PR #13228, opened 2022-08-29
Add a new protocol message for faster puzzle/solution fetching

Quexington:
Basically we make the current puzzle/solution request with a coin name instead of the full coin info.  The full node finds the block generator which has all of the coin spends in it, but importantly the coin spends have only the following information [parent_id, puzzle_reveal, amount].  This means in order to identify if a particular spend is the one the wallet is requesting it has to tree hash the puzzle_reveal then calculate the coin name using that info.  Since tree hashing was recently found to be an expensive operation and since that call basically forces a full node to do probably 20-30 treehashes on average before it finds the correct spend, I would imagine that's one of the things that makes the call pretty slow.

### DIFF
--- a/chia/full_node/full_node_api.py
+++ b/chia/full_node/full_node_api.py
@@ -3,7 +3,7 @@ import dataclasses
 import time
 import traceback
 from secrets import token_bytes
-from typing import Dict, List, Optional, Tuple, Set
+from typing import Dict, List, Optional, Tuple, Set, Union
 
 from blspy import AugSchemeMPL, G2Element
 from chiabip158 import PyBIP158
@@ -14,7 +14,10 @@ from chia.consensus.block_record import BlockRecord
 from chia.consensus.pot_iterations import calculate_ip_iters, calculate_iterations_quality, calculate_sp_iters
 from chia.full_node.bundle_tools import best_solution_generator_from_template, simple_solution_generator
 from chia.full_node.full_node import FullNode
-from chia.full_node.mempool_check_conditions import get_puzzle_and_solution_for_coin
+from chia.full_node.mempool_check_conditions import (
+    get_puzzle_and_solution_for_coin,
+    get_puzzle_and_solution_for_coin_with_full_info,
+)
 from chia.full_node.signage_point import SignagePoint
 from chia.protocols import farmer_protocol, full_node_protocol, introducer_protocol, timelord_protocol, wallet_protocol
 from chia.protocols.full_node_protocol import RejectBlock, RejectBlocks
@@ -1267,7 +1270,23 @@ class FullNodeAPI:
 
     @api_request
     async def request_puzzle_solution(self, request: wallet_protocol.RequestPuzzleSolution) -> Optional[Message]:
-        coin_name = request.coin_name
+        return await self._request_puzzle_solution(request)
+
+    @api_request
+    async def request_puzzle_solution_with_coin_info(
+        self, request: wallet_protocol.RequestPuzzleSolutionWithCoinInfo
+    ) -> Optional[Message]:
+        return await self._request_puzzle_solution(request)
+
+    async def _request_puzzle_solution(
+        self,
+        request: Union[wallet_protocol.RequestPuzzleSolution, wallet_protocol.RequestPuzzleSolutionWithCoinInfo],
+    ) -> Optional[Message]:
+        if isinstance(request, wallet_protocol.RequestPuzzleSolutionWithCoinInfo):
+            requested_coin = Coin(request.parent_id, request.puzzle_hash, request.amount)
+            coin_name: bytes32 = requested_coin.name()
+        else:
+            coin_name = request.coin_name
         height = request.height
         coin_record = await self.full_node.coin_store.get_coin_record(coin_name)
         reject = wallet_protocol.RejectPuzzleSolution(coin_name, height)
@@ -1286,9 +1305,14 @@ class FullNodeAPI:
 
         block_generator: Optional[BlockGenerator] = await self.full_node.blockchain.get_block_generator(block)
         assert block_generator is not None
-        error, puzzle, solution = get_puzzle_and_solution_for_coin(
-            block_generator, coin_name, self.full_node.constants.MAX_BLOCK_COST_CLVM
-        )
+        if isinstance(request, wallet_protocol.RequestPuzzleSolutionWithCoinInfo):
+            error, puzzle, solution = get_puzzle_and_solution_for_coin_with_full_info(
+                block_generator, requested_coin, self.full_node.constants.MAX_BLOCK_COST_CLVM
+            )
+        else:
+            error, puzzle, solution = get_puzzle_and_solution_for_coin(
+                block_generator, coin_name, self.full_node.constants.MAX_BLOCK_COST_CLVM
+            )
 
         if error is not None:
             return reject_msg
--- a/chia/full_node/full_node_api.py
+++ b/chia/full_node/full_node_api.py
@@ -1283,8 +1283,7 @@ class FullNodeAPI:
         request: Union[wallet_protocol.RequestPuzzleSolution, wallet_protocol.RequestPuzzleSolutionWithCoinInfo],
     ) -> Optional[Message]:
         if isinstance(request, wallet_protocol.RequestPuzzleSolutionWithCoinInfo):
-            requested_coin = Coin(request.parent_id, request.puzzle_hash, request.amount)
-            coin_name: bytes32 = requested_coin.name()
+            coin_name: bytes32 = request.coin.name()
         else:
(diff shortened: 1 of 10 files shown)


chia/full_node/mempool_check_conditions.py
```diff
@@ -70,6 +74,36 @@ def get_puzzle_and_solution_for_coin(generator: BlockGenerator, coin_name: bytes
...
+                raise ValueError(f"coin spend could not be found for coin {bytes32(coin.name())} in specified block")
+            coin_spend = coin_spend_list.first()
+            if (
+                coin_spend.at("f") == requested_parent
+                and coin_spend.at("rrf") == requested_amount
+                and coin_spend.at("rf").get_tree_hash() == requested_puzzle_hash  # tree hash last for performance
+            ):
+                return None, coin_spend.at("rf"), coin_spend.at("rrrf")
+            else:
+                coin_spend_list = coin_spend_list.rest()
```
arvidn, line 101: this block can be simplified I think. Consider:
```
for spend in coin_spend_list.as_iter():
    parent, puzzle, amount, solution = spend.as_iter()
    if parent == requested_parent
        and amount == requested_amount
        and Program.to(puzzle).get_tree_hash() == requested_puzzle_hash:
        return None, Program.to(puzzle), Program.to(solution)
    return ValueError("coin not found"), None, None
```

chia/wallet/util/wallet_sync_utils.py
```diff
@@ -389,3 +390,29 @@ async def fetch_header_blocks_in_range(
         assert res_h_blocks is not None
         blocks.extend([bl for bl in res_h_blocks.header_blocks if bl.height >= start])
     return blocks
+
+
+async def fetch_puzzle_solution_with_coin_info(height: uint32, coin: Coin, peer: WSChiaConnection) -> CoinSpend:
```
arvidn, line 395: I think while we're adding a new message, we should make it have a list of coins, so we can perform bulk lookups

chia/wallet/util/wallet_sync_utils.py
```diff
@@ -389,3 +390,29 @@ async def fetch_header_blocks_in_range(
...
+            )
+        )
+    else:
+        solution_response = await peer.request_puzzle_solution(
+            wallet_protocol.RequestPuzzleSolution(coin.name(), height)
+        )
+    if solution_response is None or not isinstance(solution_response, wallet_protocol.RespondPuzzleSolution):
+        raise ValueError(f"Was not able to obtain solution {solution_response}")
+    assert solution_response.response.puzzle.get_tree_hash() == coin.puzzle_hash
+    assert solution_response.response.coin_name == coin.name()
```
arvidn, line 412: I would prefer we move away from using `assert` as a data sanitization mechanism. Normally `assert` describes a condition that's always true, short of bugs.

chia/full_node/mempool_check_conditions.py
```diff
@@ -70,6 +74,36 @@ def get_puzzle_and_solution_for_coin(generator: BlockGenerator, coin_name: bytes
         return e, None, None
 
 
+def get_puzzle_and_solution_for_coin_with_full_info(generator: BlockGenerator, coin: Coin, max_cost: int):
```
arvidn, line 77: we should have tests for this function too

chia/wallet/util/wallet_sync_utils.py
Quexington: This might complicate the rate limiting, are you sure it's a good idea?  You can essentially make a bunch of these requests as one request and it only counts as a single request according to the rate limit.

arvidn: I'm not sure it's a good idea. but we also currently suffer from the issue of only ever having a single request outstanding (afaict) in the wallet. We can solve that by pipelining these requests, but since we would need to spawn a bunch of tasks to do that, it won't be very elegant.

I suppose making the rate limit count requests internal to messages wouldn't be very elegant either.

However, consider the case where the wallet has 100 coins it wants to look up in the same block. It would be a net win for the node to look them all up at the same time.

Maybe the trade-off is that all coins requested to be looked up has to be in the same block, i.e. a single `height` field in the message.

chia/full_node/mempool_check_conditions.py
```diff
@@ -5,15 +5,19 @@
...
 from chia.types.generator_types import BlockGenerator
 from chia.types.blockchain_format.sized_bytes import bytes32
 from chia.util.errors import Err
 from chia.util.ints import uint32, uint64, uint16
 from chia.wallet.puzzles.generator_loader import GENERATOR_FOR_SINGLE_COIN_MOD
+from chia.wallet.puzzles.load_clvm import load_clvm
 from chia.wallet.puzzles.rom_bootstrap_generator import get_generator
 
 GENERATOR_MOD = get_generator()
+DESERIALIZE_MOD = load_clvm("chialisp_deserialisation.clvm", package_or_requirement="chia.wallet.puzzles")
```
arvidn, line 20: this should use `load_serialized_clvm()` to avoid having to serialize it every time we use it

chia/wallet/util/wallet_sync_utils.py
Quexington: > However, consider the case where the wallet has 100 coins it wants to look up in the same block. It would be a net win for the node to look them all up at the same time.

I think this is probably not very likely almost ever.  I _could_ see it happening in the case of like a bulk mint but that being a one time event means it's probably not the end of the world if the wallet slows down while processing that one block.  And I'm not sure the wallet would have the coordination to batch the request in that scenario either, it would probably end up making a bunch of requests anyways.

Quexington: Also I think we used to have a "pipeline" concept with the WalletActionStore so maybe that's something we can revisit in a more elegant way

arvidn: yeah, I'm a bit ignorant of what situations are likely to happen in real life. I don't believe any of these lookups in the toilet wallet are in the same block for instance.

chia/server/rate_limit_numbers.py
```diff
@@ -111,6 +111,7 @@ def compose_rate_limits(old_rate_limits: Dict[str, Any], new_rate_limits: Dict[s
             ProtocolMessageTypes.request_peers: RLSettings(10, 100),
             ProtocolMessageTypes.respond_peers: RLSettings(10, 1 * 1024 * 1024),
             ProtocolMessageTypes.request_puzzle_solution: RLSettings(1000, 100),
+            ProtocolMessageTypes.request_puzzle_solution_with_coin_info: RLSettings(1000, 100),
```
arvidn, line 114: I think we should allow more than 1000 per minute here. I would think closer to 3000 (that's 50 per second).

Quexington: @mariano54 thoughts?

mariano54: Agreed,  this might become a bottleneck in syncing cats,  if you can only do 50/second.
Its a complicated issue because we have to balance DOS attacks as well as wallet performance. I'm not sure

arvidn (approved):

chia/full_node/full_node_api.py
```diff
@@ -1267,7 +1270,22 @@ async def send_transaction(self, request: wallet_protocol.SendTransaction, *, te
...
+    async def _request_puzzle_solution(
+        self,
+        request: Union[wallet_protocol.RequestPuzzleSolution, wallet_protocol.RequestPuzzleSolutionWithCoinInfo],
+    ) -> Optional[Message]:
+        if isinstance(request, wallet_protocol.RequestPuzzleSolutionWithCoinInfo):
+            coin_name: bytes32 = request.coin.name()
+        else:
+            coin_name = request.coin_name
         height = request.height
         coin_record = await self.full_node.coin_store.get_coin_record(coin_name)
```
trepca, line 1290: given `coin_record` is always fetched, doesn't that provide coin info in any case? (if provided through protocol request or not)

arvidn: that is a good observation. We can probably get away without introducing a new message type

arvidn (changes requested):
it seems we don't need the new message type after all

chia/full_node/full_node_api.py
Quexington: :) good catch

arvidn:
the rate limit of the message is still an issue though, most likely

Quexington:
As @trepca pointed out, this is actually uneccessary because the node already has the full info, it doesn't need to come across in a message.

Quexington:
@arvidn is going to make a PR that encompasses the underlying optimization here though.

arvidn:
https://github.com/Chia-Network/chia-blockchain/pull/13237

..............................

__Your objective__: For each line above that contains the word "probably", copy that line.

__Response__:
Basically we make the current puzzle/solution request with a coin name instead of the full coin info.  The full node finds the block generator which has all of the coin spends in it, but importantly the coin spends have only the following information [parent_id, puzzle_reveal, amount].  This means in order to identify if a particular spend is the one the wallet is requesting it has to tree hash the puzzle_reveal then calculate the coin name using that info.  Since tree hashing was recently found to be an expensive operation and since that call basically forces a full node to do probably 20-30 treehashes on average before it finds the correct spend, I would imagine that's one of the things that makes the call pretty slow.
I think this is probably not very likely almost ever.  I _could_ see it happening in the case of like a bulk mint but that being a one time event means it's probably not the end of the world if the wallet slows down while processing that one block.  And I'm not sure the wallet would have the coordination to batch the request in that scenario either, it would probably end up making a bunch of requests anyways.
arvidn: that is a good observation. We can probably get away without introducing a new message type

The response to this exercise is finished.